Data for this task ::
PR #202, opened 2016-07-14
[LAD] Merge release branch to master for 2.3.9007 release

hosungsmsft:
@LiweiPeng - Please review.

### DIFF
--- a/Diagnostic/manifest.xml
+++ b/Diagnostic/manifest.xml
@@ -2,7 +2,7 @@
 <ExtensionImage xmlns="http://schemas.microsoft.com/windowsazure">
   <ProviderNameSpace>Microsoft.Azure.Extensions</ProviderNameSpace>
   <Type>TestLAD</Type>
-  <Version>2.3.9006.1</Version>
+  <Version>2.3.9006.2</Version>
   <Label>Microsoft Azure Diagnostic Extension for Linux Virtual Machines</Label>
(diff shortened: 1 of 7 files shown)


Diagnostic/manifest.xml
```diff
@@ -1,8 +1,8 @@
 <?xml version='1.0' encoding='utf-8' ?>
 <ExtensionImage xmlns="http://schemas.microsoft.com/windowsazure">
-  <ProviderNameSpace>Microsoft.OSTCExtensions</ProviderNameSpace>
-  <Type>LinuxDiagnostic</Type>
-  <Version>2.3.9005</Version>
+  <ProviderNameSpace>Microsoft.Azure.Extensions</ProviderNameSpace>
+  <Type>TestLAD</Type>
+  <Version>2.3.9006.1</Version>
```
LiweiPeng: what's the reason for Type change and ProviderNameSpace change?

hosungsmsft: It's not really needed at all, but it just shows that I publish the same extension with a different name, so my E2E tests can be done totally independent from this original name. If I use the original name and publish a test extension version, that test version is still made available to customer VMs, so I can't use the same name for a test extension version.

LiweiPeng:
the change looks good to me. I left one comment for commit 1 but I found you changed it back in commit #3. so I signed off.

PR #208, opened 2016-07-26
VMAccess: Post correct status for Install

boumenot:
The install status was incorrectly posted as "Installed," which is not a
valid state.  The correct status is "success."

Add a change log to track changes to VMAccess over time.


ahmetalpbalkan:
@boumenot have you asked agent folks if .status is collected for install/uninstall operations? AFAIK it is not.

boumenot:
The entire reason the PR was created was due to Fabric stating the posted install status was incorrect.

ahmetalpbalkan:
so it's about telemetry rather than the .status file?

boumenot:
I had to manually test this feature, so I ran through the various scenarios outlined in the [docs][1].  I noticed that the CLI would not return when deploying 1.4.0.0.  I can't definitively say that was the issue, but I think this is more than telemetry.

[1]: https://azure.microsoft.com/en-us/documentation/articles/virtual-machines-linux-using-vmaccess-extension/

ahmetalpbalkan:
@boumenot yep I think that's the waagent not understanding the string you posted https://github.com/Azure/WALinuxAgent/issues/323

ahmetalpbalkan:
LGTM

Issue #224, opened 2016-08-16
LAD creates duplicate OMIQuery elements in generated config when enabled via portal


jasonzio:
When the LAD configuration settings include specific performance counter configs, or if none are specified and the default (LinuxMemory, LinuxCpu, LinuxDisk tables) perf collections are applied, _and_ the config file generated to that point contains more than one OMI element, LAD inserts the generated OMIQuery elements into each occurrence of the OMI element. The result is LAD requests collection of data more than once, doubling the resource requirements for collection and increasing transmission and storage costs.

When the extension is enabled through the portal, all default configs are used; because of the way the config file is generated, there are two OMI elements when the perf counter settings are generated. If a custom config is specified, the bug bites only if the user inserts the ARM ResourceId into the config (in an attempt to enable portal graphing of collected data). This latter scenario is extremely uncommon, but pure default config via portal enablement is by far the most common scenario.

PR #225, opened 2016-08-16
Write generated perfcfg query elements to only one OMI parent element.

jasonzio:
Fixes [issue 224](https://github.com/Azure/azure-linux-extensions/issues/224). Also fixes an insignificant-to-OMI typo that offends my sense of order and rightness in the world.


LiweiPeng:
looks good to me.

PR #231, opened 2016-08-25
vmaccess: backup sshd_config and restart SSHD

boumenot:
If the user specifies a password, then VMAccess must ensure password
authentication will be accepted by SSHD.  In this case, the code failed
to backup sshd_config, and failed to restart the daemon to ensure the
config change took effect.

### DIFF
--- a/VMAccess/CHANGELOG.md
+++ b/VMAccess/CHANGELOG.md
@@ -1,5 +1,7 @@
 ## 1.4.2.0 (2016-08-25)
 - Ensure expiration (if specified) is used when creating an account
+- Backup sshd_config before any edits are made.
+- Ensure sshd_config is restarted when edits are made.
 
 ## 1.4.1.0 (2016-07-27)
 - Install operation posts incorrect status [#206]
--- a/VMAccess/vmaccess.py
+++ b/VMAccess/vmaccess.py
@@ -34,7 +34,7 @@ ExtensionShortName = 'VMAccess'
 BeginCertificateTag = '-----BEGIN CERTIFICATE-----'
 EndCertificateTag = '-----END CERTIFICATE-----'
 OutputSplitter = ';'
-
+SshdConfigPath = '/etc/ssh/sshd_config'
 
 def main():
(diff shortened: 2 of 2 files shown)


jasonzio:
If reset_ssh is set in the private config, then the "backup" and "restart SSH" operations will be performed on the way out of the enable operation. Instead of performing the backup and restart operations in-place, consider setting backupSSHConfigRequired and restartSSHRequired flags; perform those actions, if requested, in _main on the way out.

jasonzio:
&lt;TeachGrannyToSuckEggs&gt;
```python
def _perform_deferred_actions():
    if RequireSSHBackup:
        _backup_sshd_config(RequiresSSHBackup)
    if RequireSSHRestart:
        waagent.MyDistro.restartSshService() 
```

Request backup of the SSH config file by setting the `RequireSSHBackup` global to the path; request a daemon restart by setting `RequireSSHRestart` to true. Initialize both to None; invoke `_perform_deferred_actions()` after the command loop in `main()`.

&lt;/TeachGrannyToSuckEggs&gt;

boumenot:
That's a great phrase!

The latest changes avoid the double restart, and better handle backup.

You cannot perform backup as a deferred action, you must perform it preemptively otherwise you will not backup the pristine state.

I liked the idea of making restart an action that can happen after all others, and then I started implementing it.  Referencing a global variable to set it looked off, so I localized the change to enable().

The code needs some work.  I would like to redo it first, and then revisit this suggestion.

1. There are not unit tests.
1. The code emits log statements that are inconsequential to operation executed.  Why does repair disk say it reset ssh?!?
1. Hard codes some assumptions that can probably be avoided.

jasonzio:
Ah. You're right about the backup. In fact, you want to do backup only once, the _first_ time it's requested; you want to restart SSH only after the last time it's requested. And I completely agree about not making the flags global variables. Might actually be best to hide the "already did a backup" flag inside _backup_sshd_config().

jasonzio:
Now that I've actually _read_ your code, I see what you've done. LGTM.

PR #233, opened 2016-08-30
Handle missing DeploymentId gracefully (don't add as IdentityComponent)

jasonzio:
If running in a non-hosted environment, the HostingEnvironmentConfig.xml file will be unavailable, which means the DeploymentId is unavailable (and almost certainly irrelevant). Rather than throwing an error, just skip adding the DeploymentId as an IdentityComponent in the mdsd config (i.e. don't bother adding it as an extra column present in every table row driven by portal configuration).


hosungsmsft:
LGTM

PR #239, opened 2016-09-06
vmaccess: forcefully reset CHAP to no

boumenot:


VMAccess/vmaccess.py
```diff
@@ -67,6 +67,10 @@ def install():
 def enable():
     hutil = Util.HandlerUtility(waagent.Log, waagent.Error)
     hutil.do_parse_context('Enable')
+
+    if hutil.get_extension_version() == "1.4.5.0":
+        _forcefully_reset_chap()
```
brendandixon: @boumenot Why limit to 1.4.5.0? Also, does this change increment the hot fix version?

VMAccess/vmaccess.py
```diff
@@ -127,6 +131,19 @@ def update():
     hutil.do_exit(0, 'Update', 'success', '0', 'Update Succeeded')
 
 
+# Previous versions of VMAccessForLinux set ChallengeResponseAuthentication to yes,
+# which they should not.  Version 1.4.5.0 forcefully resets the value back to 'no'.
```
brendandixon: @boumenot "forcibly" vs. "forcefully" :)

boumenot: :100:

VMAccess/vmaccess.py
boumenot: This should be a one time thing to correct our previous mistake.  I wanted to contain it to this hotfix, and then remove it later...good point though in that this does not help us if we re-publish hotfixes for the other available versions (1.0, 1.1, 1.2, and 1.3).  I'll remove it.

I always miss that I have to update manifest.xml and CHANGELOG.md.  Will do.

VMAccess/vmaccess.py
brendandixon: @boumenot Or even more simple: "Verison 1.4.5.0 reset the value back to 'no'." Adverbs are so unnecessary, most of the time...said the Grammar Maven.

boumenot: I know what to get you for Xmas. :grinning:

jasonzio:
Can you add a new config entry that would allow a user to declaratively state his/her intent to enable chap? Absence of such declarative intent would trigger "forcibly reset to NO" behavior.

lunarfs:
@jasonzio commented that an option to would be required to not "forcibly reset to NO" in the current absence of such an option you can still keep you configuration set to yes by adding a comment with no  after the config option like 
`ChallengeResponseAuthentication yes # azure VMAccessForLinux requires no in this line to keep the yes configuration`

PR #240, opened 2016-09-07
vmaccess: None check for password

boumenot:
Now that VMAccess accepts a empty password, and ignores it the old and
expected behavior of not passing it in the first place must still be
honored.


VMAccess/vmaccess.py
```diff
@@ -156,7 +156,7 @@ def _set_user_account_pub_key(protect_settings, hutil):
     if not user_pass and not cert_txt and not ovf_env.SshPublicKeys:
         raise Exception("No password or ssh_key is specified.")
 
-    if len(user_pass) == 0:
+    if user_pass and len(user_pass) == 0:
```
brendandixon: @boumenot I believe this is best stated:

`user_pass is not None and len(user_pass) == 0`

Good find.

boumenot:
Closes #241

Issue #242, opened 2016-09-11
Deprecated value being used in the syslog template


mabicca:
The last parameter in the config file ~ is deprecated and it should be replaced with the word stop, here is an example of that the config file should look like after the change:

$ModLoad omazuremdslegacy.so
$template fmt, "\"syslog\",%syslogfacility-text:::csv%,\"%syslogseverity%\",\"%timereported:::date-rfc3339%\",\"%fromhost-ip%\",#TOJSON#%rawmsg%"
$legacymdsconnections 1
$legacymdsport 29131

$ActionQueueType LinkedList
$ActionQueueDequeueBatchSize 100
$ActionQueueSize 10000
$ActionResumeRetryCount -1
$ActionQueueSaveOnShutdown on
$ActionQueueFileName lad_mdsd_queue
$ActionQueueDiscardSeverity 8
*.*;local6.none :omazuremds:;fmt

$template fmtfile,"\"%syslogtag%\",#TOJSON#%rawmsg%"
$legacymdsconnections 1
$legacymdsport 29131

$ActionQueueType LinkedList
$ActionQueueDequeueBatchSize 100
$ActionQueueSize 10000
$ActionResumeRetryCount -1
$ActionQueueSaveOnShutdown on
$ActionQueueFileName lad_mdsd_queue
$ActionQueueDiscardSeverity 8
local6.* :omazuremds:;fmtfile
& stop

hosungsmsft:
Thanks for letting us know about this. We'll look into this and respond soon.

PR #245, opened 2016-09-12
updating deprecated string in config

mabicca:
https://github.com/Azure/azure-linux-extensions/issues/242

~ has been deprecated and we should use "stop"

More info at:
http://www.rsyslog.com/doc/v8-stable/compatibility/v7compatibility.html

"omruleset and discard (~) action are deprecated
Both continue to work, but have been replaced by better alternatives.

The discard action (tilde character) has been replaced by the “stop” RainerScript directive. It is considered more intuitive and offers slightly better performance.

The omruleset module has been replaced by the “call” RainerScript directive. Call permits to execute a ruleset like a subroutine, and does so with much higher performance than omruleset did. Note that omruleset could be run off an async queue. This was more a side than a desired effect and is not supported by the call statement. If that effect was needed, it can simply be simulated by running the called rulesets actions asynchronously (what in any case is the right way to handle this).

Note that the deprecated modules emit warning messages when being used. They tell that the construct is deprecated and which statement is to be used as replacement. This does not affect operations: both modules are still fully operational and will not be removed in the v7 timeframe."


Diagnostic/rsyslog5/omazurelinuxmds.conf
```diff
@@ -25,4 +25,4 @@ $ActionQueueSaveOnShutdown on
 $ActionQueueFileName lad_mdsd_queue
 $ActionQueueDiscardSeverity 8
 local6.* :omazuremds:;fmtfile
-& ~
+& stop
```
hosungsmsft: @mabicca : Could you please double-check if this is supported on rsyslog v.5? If not, we shouldn't change this here.

mabicca: Hi @hosungsmsft yes, sorry, somehow that didn't get through properly, yes, the change should only be made for rsyslog7 and later. is there a quick way for you to fix that or you want me to do that?

hosungsmsft: Thanks for confirming @mabicca . Please allow me to apply this change only to ver. 7 & 8, to reduce your inconvenience. We are planning to release a newer version of LAD soon, so this change should be included there for sure, together with the queue file name change.

mabicca: Hi @hosungsmsft alright, yes, I wanted to see exactly what those config sections mean too , but I would probably change the filenames just to be safe ;) thanks for the updates.

hosungsmsft:
This change is applied to lad-2.3.9009 branch, which is now being merged to master, so closing this PR without taking it. Thanks.

PR #1724, opened 2023-05-23
fix syslog conf generation for auto config

NarineM:


AzureMonitorAgent/agent.py
```diff
@@ -464,8 +464,12 @@ def enable():
             log_and_exit("Enable", MissingorInvalidParameterErrorCode, 'Mixing genevaConfiguration or azureMonitorConfiguration with other configuration schemas is not allowed')
 
         if geneva_configuration and geneva_configuration.get("enable") == True:
-            hutil_log_info("Detected Geneva+ mode; azuremonitoragentmgr service will be started to handle Geneva tenants")
             ensure["azuremonitoragentmgr"] = True
+            if azure_monitor_configuration and azure_monitor_configuration.get("enable") == True:
```
hestolz, line 468: this log change is unnecessary, we log wheter AMCS mode is also enabled below on original line 471. please revert to the original, and only add the `generate_localsyslog_configs()` to this block  (block starting line 466)

hestolz (changes requested):

AzureMonitorAgent/agent.py
```diff
@@ -478,6 +482,8 @@ def enable():
     elif public_settings is not None and public_settings.get("GCS_AUTO_CONFIG") == True:
         hutil_log_info("Detected Auto-Config mode; azuremonitoragentmgr service will be started to handle Geneva tenants")
         ensure["azuremonitoragentmgr"] = True
+        # generate local syslog configuration files as in auto config syslog is not driven from DCR
+        generate_localsyslog_configs()
```
hestolz, line 486: correct, keep this for autoconfig

AzureMonitorAgent/agent.py
```diff
@@ -466,6 +466,8 @@ def enable():
         if geneva_configuration and geneva_configuration.get("enable") == True:
             hutil_log_info("Detected Geneva+ mode; azuremonitoragentmgr service will be started to handle Geneva tenants")
             ensure["azuremonitoragentmgr"] = True
+            if not azure_monitor_configuration or (azure_monitor_configuration and azure_monitor_configuration.get("enable") != True):
```
hestolz, line 469: We don't need this condition; if a customer is using geneva AND amcs we still should generate the omuxsock module file

simathih (approved):

hestolz (approved):

PR #1725, opened 2023-05-29
Case insensitivity of Settings

arisettisanjana:
Need for change:
Case Insensitive validation is required at extensions for the settings passed by CRP.
Changes made:
parameterparser.py

### DIFF
--- a/VMBackup/main/parameterparser.py
+++ b/VMBackup/main/parameterparser.py
@@ -36,6 +36,7 @@ class ParameterParser(object):
         self.includedDisks = None
         self.dynamicConfigsFromCRP = None
         self.wellKnownSettingFlags = {CommonVariables.isSnapshotTtlEnabled: False, CommonVariables.useMccfToFetchDsasForAllDisks: False, CommonVariables.useMccfForLad: False}
+        self.settingkeys = {"issnapshotttlenabled": CommonVariables.isSnapshotTtlEnabled, "usemccftofetchdsasforalldisks": CommonVariables.useMccfToFetchDsasForAllDisks, "usemccfforlad": CommonVariables.useMccfForLad}
         self.includeLunList = []    #To be shared with HP
 
         """
@@ -112,9 +113,9 @@ class ParameterParser(object):
                 for config in self.dynamicConfigsFromCRP:
                     if CommonVariables.key in config and CommonVariables.value in config:
                         found = False
-                        for flag in self.wellKnownSettingFlags:
-                            if((config[CommonVariables.key]).lower() == flag.lower()):
-                                self.wellKnownSettingFlags[flag] = config[CommonVariables.value]
+                        for flag in self.settingkeys:
+                            if((config[CommonVariables.key]).lower() == flag):
+                                self.wellKnownSettingFlags[self.settingkeys[flag]] = config[CommonVariables.value]
                                 found = True
                                 break
                         if(found != True):
--- a/VMBackup/main/parameterparser.py
+++ b/VMBackup/main/parameterparser.py
@@ -36,7 +36,7 @@ class ParameterParser(object):
         self.includedDisks = None
         self.dynamicConfigsFromCRP = None
         self.wellKnownSettingFlags = {CommonVariables.isSnapshotTtlEnabled: False, CommonVariables.useMccfToFetchDsasForAllDisks: False, CommonVariables.useMccfForLad: False}
-        self.settingkeys = {"issnapshotttlenabled": CommonVariables.isSnapshotTtlEnabled, "usemccftofetchdsasforalldisks": CommonVariables.useMccfToFetchDsasForAllDisks, "usemccfforlad": CommonVariables.useMccfForLad}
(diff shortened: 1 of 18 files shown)


VMBackup/main/parameterparser.py
```diff
@@ -111,7 +111,7 @@ def __init__(self, protected_settings, public_settings, backup_logger):
                 backup_logger.log("settings received " + str(self.dynamicConfigsFromCRP), True)
                 for config in self.dynamicConfigsFromCRP:
                     if CommonVariables.key in config and CommonVariables.value in config:
-                        if(config[CommonVariables.key] in self.wellKnownSettingFlags):
+                        if(config[CommonVariables.key].lower() in self.wellKnownSettingFlags.lower()):
```
iamashwani-who, line 114: why not keep all setting names as toLower in wellKnownSettingFlags instead of performing lower() operation for each key?

arisettisanjana: The setting names while sending to BHS should be in camel case format like isSnapshotTtlEnabled.

iamashwani-who: Then line 115 is going to have a problem because we are picking key value as config["key"] which will not match as it is not lowercase?

VMBackup/main/parameterparser.py
```diff
@@ -111,10 +111,14 @@ def __init__(self, protected_settings, public_settings, backup_logger):
...
-                        if(config[CommonVariables.key] in self.wellKnownSettingFlags):
-                            self.wellKnownSettingFlags[config[CommonVariables.key]] = config[CommonVariables.value]
-                        else:
-                            backup_logger.log("The received " + str(config[CommonVariables.key]) + " is not an expected setting name.", True)
+                        found = False
+                        for flag in self.wellKnownSettingFlags:
+                            if((config[CommonVariables.key]).lower() == flag.lower()):
+                                self.wellKnownSettingFlags[flag] = config[CommonVariables.value]
+                                found = True
+                                break
```
iamashwani-who, line 119: It might be more efficient to have another small Dictionary with lowercase name as key and actual key as value. Then you can simply look up if the lowercase key passed from CRP exists and if yes then you can assign the value by using the value as the key.

arisettisanjana: Yep, repeated conversion of the keys(flag) into lower can be avoided at the cost of space.

VMBackup/main/parameterparser.py
```diff
@@ -36,6 +36,7 @@ def __init__(self, protected_settings, public_settings, backup_logger):
         self.includedDisks = None
         self.dynamicConfigsFromCRP = None
         self.wellKnownSettingFlags = {CommonVariables.isSnapshotTtlEnabled: False, CommonVariables.useMccfToFetchDsasForAllDisks: False, CommonVariables.useMccfForLad: False}
+        self.settingkeys = {"issnapshotttlenabled": CommonVariables.isSnapshotTtlEnabled, "usemccftofetchdsasforalldisks": CommonVariables.useMccfToFetchDsasForAllDisks, "usemccfforlad": CommonVariables.useMccfForLad}
```
iamashwani-who, line 39: can be named as settingKeyMapping

VMBackup/main/parameterparser.py
```diff
@@ -111,10 +112,14 @@ def __init__(self, protected_settings, public_settings, backup_logger):
                 backup_logger.log("settings received " + str(self.dynamicConfigsFromCRP), True)
                 for config in self.dynamicConfigsFromCRP:
                     if CommonVariables.key in config and CommonVariables.value in config:
-                        if(config[CommonVariables.key] in self.wellKnownSettingFlags):
-                            self.wellKnownSettingFlags[config[CommonVariables.key]] = config[CommonVariables.value]
-                        else:
-                            backup_logger.log("The received " + str(config[CommonVariables.key]) + " is not an expected setting name.", True)
+                        found = False
```
iamashwani-who, line 115: This loop is not required anymore as we can use the settingKeyMapping dictionary for direct lookup

iamashwani-who (approved):

VMBackup/main/parameterparser.py
```diff
@@ -36,6 +36,7 @@ def __init__(self, protected_settings, public_settings, backup_logger):
         self.includedDisks = None
         self.dynamicConfigsFromCRP = None
         self.wellKnownSettingFlags = {CommonVariables.isSnapshotTtlEnabled: False, CommonVariables.useMccfToFetchDsasForAllDisks: False, CommonVariables.useMccfForLad: False}
+        self.settingKeysMapping= {"issnapshotttlenabled": CommonVariables.isSnapshotTtlEnabled, "usemccftofetchdsasforalldisks": CommonVariables.useMccfToFetchDsasForAllDisks, "usemccfforlad": CommonVariables.useMccfForLad}
```
rakrashba, line 39: 1. instead of hardcoding the names in lowercase here maybe do something like
```python
self.settingKeyMappings = {}
self.settingKeyMappings[CommonVariables.isSnapshotTtlEnabled.lower()] = CommonVariables.isSnapshotTtlEnabled
# ...
# and so on
```
That way the any change to the value associated with the key needs to be done at one place, in case the key itself does not change.

2. Also review if this value needs to be a class level attribute. Maybe use a local variable if this should/need not be accessible outside this class.

rakrashba (changes requested):

iamashwani-who (approved):

ankitha-p (approved):

PR #1732, opened 2023-06-09
Fix proxy setting schema

simathih:


AzureMonitorAgent/agent.py
```diff
@@ -688,7 +688,7 @@ def handle_mcs_config(public_settings, protected_settings, default_configs):
         else:
             log_and_exit("Enable", MissingorInvalidParameterErrorCode, 'Parameter "address" is required in proxy public setting')
 
-        if "auth" in public_settings.get("proxy") and public_settings.get("proxy").get("auth") == "true":
+        if "auth" in public_settings.get("proxy") and public_settings.get("proxy").get("auth") == true:
```
Dmitry-Matveev, line 691: It looks like whichever way we choose, we may need to change [documentation here](https://learn.microsoft.com/en-us/azure/azure-monitor/agents/azure-monitor-agent-data-collection-endpoint?tabs=PowerShellWindowsArc#proxy-configuration). Examples for ARC Windows and Linux are with "true", examples for VM Windows and Linux are with boolean true.

Dmitry-Matveev (approved):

Work order :: From the entries above, extract only the lines running from the one containing "vmaccess: backup sshd_config and restart SSHD" through the one containing "I liked the", inclusive.

Answer to the exercise ::
vmaccess: backup sshd_config and restart SSHD

boumenot:
If the user specifies a password, then VMAccess must ensure password
authentication will be accepted by SSHD.  In this case, the code failed
to backup sshd_config, and failed to restart the daemon to ensure the
config change took effect.

### DIFF
--- a/VMAccess/CHANGELOG.md
+++ b/VMAccess/CHANGELOG.md
@@ -1,5 +1,7 @@
 ## 1.4.2.0 (2016-08-25)
 - Ensure expiration (if specified) is used when creating an account
+- Backup sshd_config before any edits are made.
+- Ensure sshd_config is restarted when edits are made.
 
 ## 1.4.1.0 (2016-07-27)
 - Install operation posts incorrect status [#206]
--- a/VMAccess/vmaccess.py
+++ b/VMAccess/vmaccess.py
@@ -34,7 +34,7 @@ ExtensionShortName = 'VMAccess'
 BeginCertificateTag = '-----BEGIN CERTIFICATE-----'
 EndCertificateTag = '-----END CERTIFICATE-----'
 OutputSplitter = ';'
-
+SshdConfigPath = '/etc/ssh/sshd_config'
 
 def main():
(diff shortened: 2 of 2 files shown)


jasonzio:
If reset_ssh is set in the private config, then the "backup" and "restart SSH" operations will be performed on the way out of the enable operation. Instead of performing the backup and restart operations in-place, consider setting backupSSHConfigRequired and restartSSHRequired flags; perform those actions, if requested, in _main on the way out.

jasonzio:
&lt;TeachGrannyToSuckEggs&gt;
```python
def _perform_deferred_actions():
    if RequireSSHBackup:
        _backup_sshd_config(RequiresSSHBackup)
    if RequireSSHRestart:
        waagent.MyDistro.restartSshService() 
```

Request backup of the SSH config file by setting the `RequireSSHBackup` global to the path; request a daemon restart by setting `RequireSSHRestart` to true. Initialize both to None; invoke `_perform_deferred_actions()` after the command loop in `main()`.

&lt;/TeachGrannyToSuckEggs&gt;

boumenot:
That's a great phrase!

The latest changes avoid the double restart, and better handle backup.

You cannot perform backup as a deferred action, you must perform it preemptively otherwise you will not backup the pristine state.

I liked the idea of making restart an action that can happen after all others, and then I started implementing it.  Referencing a global variable to set it looked off, so I localized the change to enable().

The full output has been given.